Thursday, November 12, 2009

Boating the Nam Ou, Northern Laos

Not many travellers boat all the way down from Hat Xa, near Phongsali to Laos’ former Royal capital, Luang Prabang, as it’s a three day journey, but I decided to opt for the river over the road for a glimpse into riverine life.

In the early morning, cloud was glued to the hilltops; the sun didn’t burn through for several hours. Almost immediately after leaving Hat Xa, mini rapids in the sludge-green river buffeted our long boat. Out of the rapids, the river was a glassy stillness and when the motor cut, birds could be heard in the bamboo thatch. Lining the route were other long boats tethered on sandbanks sheltered by clutches of bamboo trunks leaning over the water.

Small, ragged sandy islands carpeted in clumps of scrappy bush moulded by the flow of the river blocked the boat’s path frequently. The boat driver would sway this way and that as islands normally indicated rapids and he searched for the best route through. The boat’s nose would tip down as we gravitated towards the eddies and the engine would grind and gnaw as we upped the speed to navigate the torrents. Slapping against the swirls, we would occasionally be sprayed and the boat would fill with giggles.
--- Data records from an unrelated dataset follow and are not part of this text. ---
PR #183, opened 2024-09-18
v0.0.14/naming convention

0xxlegolas:
- renaming for `smartObjectId` across systems and MUD Table for consistency

### DIFF
--- a/mud-contracts/world/src/modules/smart-gate/systems/SmartGate.sol
+++ b/mud-contracts/world/src/modules/smart-gate/systems/SmartGate.sol
@@ -47,7 +47,7 @@ contract SmartGate is EveSystem, AccessModified {
   using Utils for bytes14;
 
   error SmartGate_UndefinedClassId();
-  error SmartGate_NotConfigured(uint256 smartGateId);
+  error SmartGate_NotConfigured(uint256 smartObjectId);
   error SmartGate_GateAlreadyLinked(uint256 sourceGateId, uint256 destinationGateId);
   error SmartGate_GateNotLinked(uint256 sourceGateId, uint256 destinationGateId);
   error SmartGate_NotWithtinRange(uint256 sourceGateId, uint256 destinationGateId);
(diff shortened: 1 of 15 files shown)


ccp-raudur (approved):

mud-contracts/world/src/modules/smart-gate/systems/SmartGate.sol
```diff
@@ -153,22 +153,22 @@ contract SmartGate is EveSystem, AccessModified {
...
+  ) public onlyAdminOrObjectOwner(smartObjectId) hookable(smartObjectId, _systemId()) {
+    SmartGateConfigTable.setSystemId(_namespace().smartGateConfigTableId(), smartObjectId, systemId);
   }
 
   /**
    * @notice view function for smart gates which is linked
-   * @param characterId is of the id of the character
-   * @param sourceGateId is the id of the source gate
-   * @param destinationGateId is the id of the destination gate
+   * @param characterId is of the smartObjectId of the character
```
ccp-error, line 169: Should we treat all ids as smart object ids? So a character id will not be simply the character's integer as uint256?

ccp-error (approved):
Love it! Thank you!

Should we treat all ids as smart object ids, even ids like character ids?

So far I think we've been treating character ids as just an uint256 representation of the in-game character id.

mud-contracts/world/src/modules/smart-gate/systems/SmartGate.sol
0xxlegolas: I am afraid this might be a huge change for the game play. May be next iteration ?

ccp-error: Yeah I think so. I think we should for now just change everything that is being generated as smart object id **and** are primary keys of said objects, to be called `smartObjectId`.

0xxlegolas:
> Love it! Thank you!
> 
> Should we treat all ids as smart object ids, even ids like character ids?
> 
> So far I think we've been treating character ids as just an uint256 representation of the in-game character id.

Ideally Yes. But not sure for this release as this might affect game client and we want to keep the changes less for them

mud-contracts/world/src/modules/smart-gate/systems/SmartGate.sol
0xxlegolas: We cant do this in some cases eg: 
```
function linkSmartGates(uint256 sourceGateId, uint256 destinationGateId)
```
Thought both are the smartObjectIds we cannot have the same naming. So in some places its okay to have descriptive names I suppose. WDYT ?

ccp-error:
> > Love it! Thank you!
> > Should we treat all ids as smart object ids, even ids like character ids?
> > So far I think we've been treating character ids as just an uint256 representation of the in-game character id.
> 
> Ideally Yes. But not sure for this release as this might affect game client and we want to keep the changes less for them

Ah ok I see. Yes I don't think we should change the data of these fields in this release.

mud-contracts/world/src/modules/smart-gate/systems/SmartGate.sol
ccp-error: Yes exactly. In this case these are not primary keys, more like foreign keys.

I guess for "primary keys" we should strive to use `smartObjectId` (usually for primary keys I just use `id` but since we've been using `smartObjectId` thus far I think that's alright).

0xxlegolas: cool, so `characterId` to `smartObjectId`  change in this iteration or next ?

ccp-error: I think `characterId` can keep its name and still be just a normal integer (not of the type `smartObjectId`).

PR #184, opened 2024-09-19
fix: killer and victim values should be char ids rather than addr

ccp-error:
- killer changed from address to character id (smart object id)
- victim changed from address to character id (smart object id)

Argument names and table field names changed.

- killer -> killerCharacterId
- victim -> victimCharacterId

### DIFF
--- a/mud-contracts/world/src/modules/kill-mail/systems/KillMail.sol
+++ b/mud-contracts/world/src/modules/kill-mail/systems/KillMail.sol
@@ -16,7 +16,7 @@ contract KillMail is AccessModified, EveSystem {
   ) public onlyAdmin hookable(killMailId, _systemId()) {
     ResourceId tableId = Utils.killMailTableId(_namespace());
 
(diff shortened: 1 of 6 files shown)


mud-contracts/world/src/modules/kill-mail/systems/KillMail.sol
```diff
@@ -16,7 +16,7 @@ contract KillMail is AccessModified, EveSystem {
   ) public onlyAdmin hookable(killMailId, _systemId()) {
     ResourceId tableId = Utils.killMailTableId(_namespace());
 
-    if (KillMailTable.getKiller(tableId, killMailId) != address(0)) {
+    if (KillMailTable.getKillerCharacterId(tableId, killMailId) != 0) {
```
ccp-error, line 19: @0xxlegolas this is the right way to check if a kill is already registered, right?

0xxlegolas: Yes this should work

0xxlegolas (approved):
LGTM

PR #38, opened 2019-08-01
Parameterize the repos url and ref

maelk:
When cloning the Baremetal-Operator and CAPI-provider-baremetal
repositories, parameterize the git URL and branch ref to allow
specifying fork repositories and branches for testing in CI. Add
a FORCE_REPO_UPDATE flag to delete the repositories to clean
previous states. Defaults to false.

### DIFF
--- a/03_launch_mgmt_cluster.sh
+++ b/03_launch_mgmt_cluster.sh
@@ -10,22 +10,36 @@ M3PATH="${GOPATH}/src/github.com/metal3-io"
 BMOPATH="${M3PATH}/baremetal-operator"
 CAPBMPATH="${M3PATH}/cluster-api-provider-baremetal"
 
+BMOREPO="${BMOREPO:-https://github.com/metal3-io/baremetal-operator.git}"
+BMOBRANCH="${BMOBRANCH:-master}"
+CAPBMREPO="${CAPBMREPO:-https://github.com/metal3-io/cluster-api-provider-baremetal.git}"
+CAPBMBRANCH="${CAPBMBRANCH:-master}"
+FORCE_REPO_UPDATE="${FORCE_REPO_UPDATE:-false}"
+
 function clone_repos() {
     mkdir -p ${M3PATH}
+    if [[ -d ${BMOPATH} && "${FORCE_REPO_UPDATE}"=="true" ]]; then
+      rm -rf ${BMOPATH}
+    fi
     if [ ! -d ${BMOPATH} ] ; then
         pushd ${M3PATH}
-        git clone https://github.com/metal3-io/baremetal-operator.git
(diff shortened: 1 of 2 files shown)


03_launch_mgmt_cluster.sh
```diff
@@ -10,22 +10,36 @@ M3PATH="${GOPATH}/src/github.com/metal3-io"
 BMOPATH="${M3PATH}/baremetal-operator"
 CAPBMPATH="${M3PATH}/cluster-api-provider-baremetal"
 
+BMOREPO="${BMOREPO:-https://github.com/metal3-io/baremetal-operator.git}"
+BMOBRANCH="${BMOBRANCH:-master}"
+CAPBMREPO="${CAPBMREPO:-https://github.com/metal3-io/cluster-api-provider-baremetal.git}"
+CAPBMBRANCH="${CAPBMBRANCH:-master}"
+FORCE_REPO_UPDATE="${FORCE_REPO_UPDATE:-false}"
```
russellb: Can you document these in `config_example.sh` ?

maelk: ok, done

maelk:
@russellb Any further comments ? thanks

russellb:
Sorry, been on vacation all this week.

config_example.sh
```diff
@@ -15,3 +15,49 @@
...
+#
+# Select the Container Runtime, can be "podman" or "docker"
+# Defaults to "podman"
+#
+#export CONTAINER_RUNTIME="podman"
+
+#
+# Set the metal3 go path
+#
+#export M3PATH="${GOPATH}/src/github.com/metal3-io"
```
russellb: Do you expect this to ever be changed?

russellb: Looks like the script doesn’t let it be changed

config_example.sh
```diff
@@ -15,3 +15,49 @@
...
+
+#
+# Set the Baremetal operator go path
+#
+#export BMOPATH="${M3PATH}/baremetal-operator"
+
+#
+# Set the Baremetal cluster api provider go path
+#
+#export CAPBMPATH="${M3PATH}/cluster-api-provider-baremetal"
```
russellb: Same with these two

config_example.sh
maelk: I don't think they would be changed. Even if we work with forks of the repositories of Metal3, the location should remain the same IMO. Only which repository we actually clone would change. I can anyways parameterize it if you prefer.

maelk: sorry, those should not be there, they should not be changing indeed.

maelk:
fixed and squashed. Thank you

We passed lapwings, buffalo gingerly making their way along thin wedges of sandbanks, dozens of fishing net poles and rice huts perched on impossibly steep slopes.

At Houm village, of Tai Lue, Lao and Phu Noi ethnic minority, where we stopped for a visit, a local woman smoked a fat stub of cigarette as we watched cotton yarn being collected.

Muang Khua, the first major stop on the river, is a collection of higgledy piggledy shacks and bamboo landings piled up on one side overlooking the pull-ferry facing the road to Vietnam.

Time for a Beer Lao watching the river traffic which was what everyone else in town was doing!